Thursday, November 11, 2010

It's a Gundam!

I've long since resigned myself to the fact that, with all of the Gundam series out there, I'm going to love some of the (the original Mobile Suit Gundam, the 08th MS Team, War in the Pocket, Turn A Gundam, Gundam Wing), be bored by some (Gundam Seed), find some endlessly amusing (Mobile Fighter G Gundam, G-Saviour), and feel oddly betrayed by some (Gundam 00).

00 was weird for me.  The pre-release advertisements had me interested, then I watched it, and . . .  I really wanted to like it, but there was no hook.  Nothing grabbed me.  It was like Gundam Wing without whatever it is I liked about Gundam Wing.  I stopped following it.  Then I read some synopses of later episodes, felt intrigued all over again, and watched later in the series.

Nope.  Whoever wrote those synopses clearly picked up on something that either I missed, or it missed me. 

Gundam Wing I liked--my first experience with Gundam had been the English dubs of the three movie versions of the original series.  And then nothing for a very long time, until I starting watching Wing on Toonami.  Mostly it was the characters--they build up Heero and Trowa as these almost-supernaturally skilled pilots, and then, when faced with two mobile dolls programmed with all of their piloting skills, Duo dispatches them with two slices of his beam scythe and turns away with the line "You're just dolls to me."

One of my friends refused to watch Wing.  Mainly because he couldn't take a series seriously when it called something a "doll."  He also couldn't get into Gasaraki because one group of mecha were called "fakes."  In reality, I think, mecha anime just didn't appeal to him--he was really into stuff like Slayers and Excel Saga--both of which I've enjoyed, but I've never started a series because I thought "Oh, it looks like Slayers."  I have started a series because, "Oh, it looks like Gundam.  Or Macross.  Or both!  Maguncrossdam!!!"

Looking back at the collected series of Gundams, I think it's interesting that one of the series that started the "real robot genre," as opposed to the "super robot genre," has, from series to series and over time, drifted pretty seriously into the super robot realm.

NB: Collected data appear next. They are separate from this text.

PR #1986, opened 2018-10-22
leave possible endless loop

FotoFieber:
Getting weather data from wunderground, I got stuck in an endless loop in HTTPClient.getString()

Others seem to have the same problem:
https://forum.arduino.cc/index.php?topic=533282.0


me-no-dev:
nice catch!

PR #1994, opened 2018-10-23
Feature/path arguments

Bmooij:
Adding path arguments to WebServer.
Same as for the [esp8266](https://github.com/esp8266/Arduino/pull/5214)

```
server.on("/led/2/actions/{}", []() {
    String action = server.pathArg(0);
    ...
 });
```


me-no-dev:
Thanks! Is that a recent change in 8266?

d-a-v:
Soon to be

Issue #1707, opened 2018-08-01
Add getSketchSize & getFreeSketchSpace API


JoanMCD:
### Hardware:
Board:							?ESP32 Dev Module?
Core Installation/update date:			?1/Aug/2018?
IDE name:							?Arduino IDE?

### Description:
- Feature request -
Please implement the well known (ESP8266) API functions  for the ESP32

getSketchSize()
getFreeSketchSpace()

and if it makes sence for the ESP32:
getFlashChipRealSize()
getCoreVersion()
getBootVersion()
getBootMode()

thx, Joan

lbernstone:
https://docs.espressif.com/projects/esp-idf/en/v3.3.3/api-reference/system/system.html#chip-version

CriPstian:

Turn A Gundam's title suit and its counterpart, the turn X, would probably give the Ideon a run for its ridiculously super-powered mecha money.  And the Ideon could slice planets in half with its sword!  But then, that may have been a narrative conceit to convey the idea that the lost technology represented by the Turn-A and Turn-X was way beyond the series' present.

Anyway.  I always find the infighting among Gundam fans amusing.  You have guys my age or slightly older who are "UC or nuthin!"  Then you have the ones who were kids when Gundam Wing and its big-eyed boy-band starring cast came out.  And then the Seedlings and now the 00-or-nuthin' fans.  I have a certain fondness for the UC-timeline series, but I'll typically give anything they've slapped the name Gundam on a chance.  Sometimes it's hit or miss.

I haven't seen any of Gundam Unicorn, or whatever they're calling it these days.  I'll get around to it.  Eventually.